Ever the innovator, Tunner would try just about anything to improve the airlift. One day he invited a group of pilots over to his office and simply listened as they ate and finished off a keg of beer. That day he began implementing changes based on what he had heard. At other times he would wear a jacket and hat without rank or insignia and wander around an airbase to see how things were running. He would pick the most obscure hours of the night and walk into the control tower and observe for awhile. He wanted to remind people that the airlift was a 24 hour operation every day. When he took command, the airlift was delivering just under 500,000 pounds a day. Ten months later, the daily average had climbed to more than 16 million pounds a day. By spring of 1949, the city was being completely supplied by the airlift and the Russian blockade was an embarrassment to Stalin.
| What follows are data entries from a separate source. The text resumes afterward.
PR #3200, opened 2026-07-16
feat(rpa-v3): tuned 4-tuple block-size table (make the +48% decode split the default)

lokic233:
## Summary

Follow-up to #3102. Adds the **tuned block-size entry** kyuyeunk asked for, in the form that can actually hold the win.

#3102 exposes the decode fetch/compute split via an env override (self-contained kernel, no kernel changes). This PR makes the measured value the **default** — no env needed — by adding a v3-native tuned table and seeding it with the shape we measured on real tpu7x.

## Why a new table instead of an entry in `tuned_block_sizes.py`

The existing `tuned_block_sizes.py` stores a **2-tuple** `(num_kv_pages_per_block, num_queries_per_block)`, from which the kernel derives `bkv_sz == bkv_csz`. The +49% decode win comes precisely from a **fetch≠compute split** — a deep KV *fetch* block (`bkv_sz`) with a *smaller* compute block (`bkv_csz`) for deeper Pallas double-buffering. A 2-tuple entry has no slot for that; it would just reproduce today's default.

So this adds `tuned_block_sizes_v3.py`, a v3-native table keyed identically (reuses `get_lookup_keys`) but storing the full **4-tuple** `(bq_sz, bkv_sz, bq_csz, bkv_csz)`. The legacy 2-tuple table (consumed by the v2 / hd64 kernels) is **untouched**.

## Behavior

Lookup precedence in `get_default_block_sizes`:

```
caller override (d/p/m_block_sizes)  ->  v3 tuned table  ->  heuristic default
```

A table **miss returns `None`** and falls through to the existing heuristic, so no untuned shape is ever regressed — the table only ever *replaces* the heuristic for a shape measured on silicon.

## Seed entry

Qwen3-0.6B, DP16xTP4 (per-shard `q_head=4, kv_head=2, head_dim=128`, bf16 KV), tpu7x 4x4x4 decode:

| block sizes | tok/s | vs heuristic |
|---|---|---|
| heuristic default (`bkv_sz == bkv_csz == 16384`) | 64,929 | — |
| **`(1, 16384, 1, 4096)`** (deep fetch / small compute) | **96,292** | **+48%** |

Reproduced 4x (±0.5%); full inverted-U sweep confirms 4096 as the compute-block optimum.

## Testing

Device-free (runs on CPU CI). Asserts:
- every table entry passes the kernel's own `_validate_block_sizes` constraints (a malformed entry is caught at test time, not on silicon),
- a miss returns `None` (heuristic fallback),
- the seeded shape resolves under the exact production lookup key.

## Relationship to #3102

Independent — this touches `kernel.py` + the new table + a new test; #3102 touches `envs.py` + the attention layer + a different test. They don't overlap and can land in either order. #3102 is the minimal, self-contained exposure of the knob and is ready now; this PR is the "bake the proven value in as the default" step, split out so the small in-kernel table lookup can be weighed on its own.

---
_— drafted via [Navi](https://navibot.dev?utm_source=github&utm_medium=pr_description&utm_campaign=tpu-inference&ref=lokic233) on behalf of @lokic233_

### DIFF
--- a/tests/kernels/ragged_paged_attention_v3_tuned_block_sizes_test.py
+++ b/tests/kernels/ragged_paged_attention_v3_tuned_block_sizes_test.py
@@ -1,0 +1,161 @@
+# Copyright 2025 Google LLC
+#
+# Licensed under the Apache License, Version 2.0 (the "License");
+# you may not use this file except in compliance with the License.
+# You may obtain a copy of the License at
+#
+#     http://www.apache.org/licenses/LICENSE-2.0
+#
+# Unless required by applicable law or agreed to in writing, software
+# distributed under the License is distributed on an "AS IS" BASIS,
+# WITHOUT WARRANTIES OR CONDITIONS OF ANY KIND, either express or implied.
+# See the License for the specific language governing permissions and
+# limitations under the License.
+"""Device-free tests for the RPA v3 tuned 4-tuple block-size table.
+
+These run on any host (including CPU CI): the table and its lookup are pure
+Python. Two things are guaranteed here:
+
+  1. Every entry satisfies the SAME constraints the kernel's caller-side
+     validator (`_validate_block_sizes`) enforces on operator overrides, so a
+     malformed tuned entry is caught at test time, never on silicon.
+  2. A miss returns None so the kernel falls back to the heuristic (an untuned
+     shape is never regressed), and the one seeded shape resolves to its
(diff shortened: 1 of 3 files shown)


kyuyeunk (commented):
i'm going to defer reviewing this because
1. change is too big
2. we are going to switch to batched rpa anyway.

PR #3202, opened 2026-07-16
Fix lm-eval accuracy jobs hanging on exit

theminghuang:
## Summary

- Construct the lm-eval vLLM adapter explicitly and always call `engine_core.shutdown()` in a `finally` block.
- Use the same lifecycle helper for both the pytest accuracy test and the shell-based `lm_eval` accuracy checks.
- Add regression coverage verifying shutdown runs after both successful evaluation and evaluation failure.

## Problem

Several Buildkite accuracy jobs finish all evaluation work but leave the Docker container running until the job timeout. The final output is either the lm-eval result aggregation message or a successful pytest summary, while the wrapper never reaches its post-Docker completion log.

The synchronous vLLM client relies on weak-reference/garbage-collection cleanup to stop its EngineCore subprocess. If the lm-eval model remains reachable through a reference cycle, the finalizer does not run and EngineCore keeps the container alive.

This change makes the accuracy entry points own the model lifecycle explicitly, so cleanup no longer depends on garbage-collection timing.

## Why this started appearing recently

The last known-good build and the first consistently affected build used the same pinned vLLM revision, which rules out the subsequent vLLM LKG update as the original regression. The only tpu-inference change between them was a multimodal ViT SDPA fix, while text-only Qwen3 and GPT-OSS jobs also hung.

The lifecycle flaw therefore predates the recent failures. CI images are rebuilt with `--no-cache` for each repository commit and resolve a mutable base image and unpinned transitive dependencies, so dependency/runtime drift or cache/network-dependent reference retention can expose the flaw without a corresponding engine change. The exact retaining object cannot be reconstructed because the historical images do not contain a recorded dependency manifest.

`lm-eval==0.4.12` is still the latest stable release, and its current vLLM adapter does not provide explicit engine cleanup.

## Testing

- `python3 -m py_compile scripts/vllm/integration/lm_eval_accuracy.py scripts/vllm/integration/test_accuracy.py tests/scripts/test_lm_eval_accuracy.py`
- `bash -n tests/e2e/check_lm_eval.sh`
- `git diff --check`
- Dependency-free mocked validation of cleanup after both success and exception

Full pytest was not run locally because the host Python environment does not have pytest installed.

### DIFF
--- a/scripts/vllm/integration/lm_eval_accuracy.py
+++ b/scripts/vllm/integration/lm_eval_accuracy.py
@@ -1,0 +1,110 @@
+# Copyright 2026 Google LLC
+#
+# Licensed under the Apache License, Version 2.0 (the "License");
+# you may not use this file except in compliance with the License.
+# You may obtain a copy of the License at
+#
+#     http://www.apache.org/licenses/LICENSE-2.0
+#
+# Unless required by applicable law or agreed to in writing, software
+# distributed under the License is distributed on an "AS IS" BASIS,
+# WITHOUT WARRANTIES OR CONDITIONS OF ANY KIND, either express or implied.
+# See the License for the specific language governing permissions and
+# limitations under the License.
+"""Run lm-eval with explicit ownership of the vLLM engine."""
+
+import argparse
+import json
+from typing import Any
+
+
+def _create_vllm_model(model_args: str | dict[str, Any], batch_size: str | int,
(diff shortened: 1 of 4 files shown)


theminghuang:

- #3202 ◀

wenxindongwork (approved):

QiliangCui (approved):

PR #890, opened 2019-05-10
Add a WeightedResampler

rofinn:
Works for all VariateForm and ValueSupport types

The tests should document our use case, but two questions remain.

1. We've been using `@testset`s internal, but it's unclear if that's the desired test organization for Distributions.jl
2. There is some overlap with the `AliasTable` type, so perhaps we can merge the two... or maybe the `WeightedResampler` should use an alias table internally?


ararslan:
The implementation seems good to me but I'm not that familiar with the samplers stuff here.

src/samplers/resampler.jl
```diff
@@ -0,0 +1,53 @@
...
+"""
+function WeightedResampler(obs::T, wv::AbstractWeights) where T<:AbstractArray
+    F = _variate_form(T)
+    S = _value_support(eltype(T))
+
+    _validate(obs, wv)
+    WeightedResampler{F, S}(obs, wv)
+end
+
+_variate_form(::Type{<:AbstractVector}) = Univariate
```
matbesancon: why not use `variate_form` and `value_support` instead of underscore functions?

rofinn: ... because i didn't realize those functions already existed? :+1

rofinn: Would it make sense to document those functions in this MR? https://github.com/JuliaStats/Distributions.jl/pull/893/files

matbesancon: yes indeed, let me fix that

src/samplers.jl
```diff
@@ -10,7 +10,8 @@ for fname in ["aliastable.jl",
               "vonmises.jl",
               "vonmisesfisher.jl",
               "discretenonparametric.jl",
-              "categorical.jl"]
+              "categorical.jl",
+              "resampler.jl"]
```
matbesancon:
```suggestion
              "resampler.jl",
]
```

Like this it will not modify two lines to add a new file

src/samplers/resampler.jl
```diff
@@ -0,0 +1,53 @@
+struct WeightedResampler{F<:VariateForm, S<:ValueSupport} <: Sampleable{F, S}
+    obs::AbstractArray
+    wv::AbstractWeights
+end
+
+"""
```
matbesancon: This constructor could be the default one, and the docstring moved to the struct definition

src/samplers/resampler.jl
matbesancon: @rofinn I am thinking it is not a good idea to use these functions here, variate_form and value_support are supposed to take distributions in entry, passing them Array types would be some very unexpected use for them, so keeping the underscore functions is an acceptable solution here I think

rofinn: So we shouldn't extend those functions to support passing in an array type? Seems like something other samplers and distributions might find useful?

src/samplers/resampler.jl
rofinn: I'm not sure I know what you mean by "default". Are you suggesting that it should be an inner constructor or just that the docstring should be attached to the type?

Project.toml
```diff
@@ -15,6 +15,7 @@ StatsBase = "2913bbd2-ae8a-5f71-8c99-4fb6c76f3a91"
 StatsFuns = "4c63d2b9-4356-54db-8cca-17b64c39e42c"
 
 [compat]
+Distances = "0.8"
```
matbesancon: Freezing on Distances can be  constraining, since it is only for tests we can leave it unconstrained for the moment. If at one point it breaks we will see it on Travis and will re-add the constraint here

src/samplers/resampler.jl
matbesancon: sorry, yes that it should be attached to the type.

src/samplers/resampler.jl
```diff
@@ -0,0 +1,53 @@
+struct WeightedResampler{F<:VariateForm, S<:ValueSupport} <: Sampleable{F, S}
```
matbesancon: `WeightedResampler` should be parameterized on `obs` real type

src/samplers/resampler.jl
matbesancon: It can lead to ambiguous behavior, we can keep this outside the scope of this PR.
Can you add some tests for the underscore functions? I know it is trivial, but we'll try to maintain the codecov high

rofinn: Sure. I believe all of those methods should already be getting hit, but more unit tests are always good 👍

nickrobinson251:
This would be useful for me :) thanks for adding, Rory!

Bump?

nickrobinson251:
Is there anything left to do, before merging this?

nickrobinson251:
Bump :)

matbesancon:
Sorry about the delay, this looks good to my untrained eyes, and been stalled too long. @rofinn we can merge this after the conflict is resolved

Project.toml
```diff
@@ -32,4 +33,6 @@ StaticArrays = "90137ffa-7385-5640-81b9-e52037218182"
 Test = "8dfed614-e22c-5e08-85e1-65c5234f0b40"
 
 [targets]
-test = ["Calculus", "Distributed", "FiniteDifferences", "ForwardDiff", "JSON", "StaticArrays", "Test"]
+test = ["Calculus", "Distances", "Distributed", "FiniteDifferences", "ForwardDiff", "JSON", "StaticArrays", "Test"]
+
+
```
matbesancon:
```suggestion
```

src/samplers/resampler.jl
```diff
@@ -0,0 +1,53 @@
...
+
+This type supports univariate, multivariate and matrixvariate forms, so `obs` can
+be a vector of values, matrix of values or a vector of matrices.
+"""
+struct WeightedResampler{F<:VariateForm, S<:ValueSupport, T<:AbstractArray} <: Sampleable{F, S}
+    obs::T
+    wv::AbstractWeights
+end
+
+function WeightedResampler(obs::T, wv::AbstractWeights) where T<:AbstractArray
```
nalimilan: Is there any reason to restrict weights to `AbstractWeights` rather than `AbstractVector`? At https://github.com/JuliaLang/julia/pull/31395, I made functions accept any array since there's no ambiguity.

matbesancon: ping @rofinn @nickrobinson251

matbesancon:
bump on this :)

src/samplers/resampler.jl
nickrobinson251: Idk but maybe @rofinn does

But also it'd be an easy follow up to loosen it

matbesancon: ping @rofinn ?

nickrobinson251: Can we merge as is and open an issue about this? It'd be a non breaking change to loosen the constraint in future. Or just loosen it now and fix it if there's a bug report

nalimilan: I guess merging this as-is is OK. I've noticed that the weights are passed directly to `sample`, so if we loosen the signature we should also ensure we convert the argument to `AbstractWeights`, which is what `sample` expects (currently at least). But I still think loosening this is a good idea, though not a requirement.

src/samplers/resampler.jl
```diff
@@ -0,0 +1,53 @@
...
+
+A WeightedResampler is a subtype of Distributions.Sampleable which randomly selects
+observations from the raw input data (`obs`) based on the weights (`wv`) provided.
+
+This type supports univariate, multivariate and matrixvariate forms, so `obs` can
+be a vector of values, matrix of values or a vector of matrices.
+"""
+struct WeightedResampler{F<:VariateForm, S<:ValueSupport, T<:AbstractArray} <: Sampleable{F, S}
+    obs::T
+    wv::AbstractWeights
```
nalimilan: Woops, this should be a type parameter!

rofinn:
Closing due to inactivity.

On May 12, 1949, after it was proven pointless by the airlift, the Russians lifted the blockade.

General Lucious D. Clay, the U.S. European Commander in Berlin, returned home to a ticker tape parade in New York City. General Curtis LeMay, commander of the US Air Forces in Europe, went on to become one of the most beloved generals of the twentieth century. Credit for the airlift was routinely credited to LeMay, and he claimed responsibility for many of Tunner’s innovations. There were no bands playing when Tunner left Berlin and there was no hero’s welcome back home. “Perhaps the most remarkable thing about this airlift,” one reporter would write, “was how unremarkable the whole thing seemed to be” – and that is just the way Bill Tunner wanted it. He had quietly architected an airlift others deemed impossible, and in so doing, helped save the city of Berlin and stopped the spread of communism across Europe.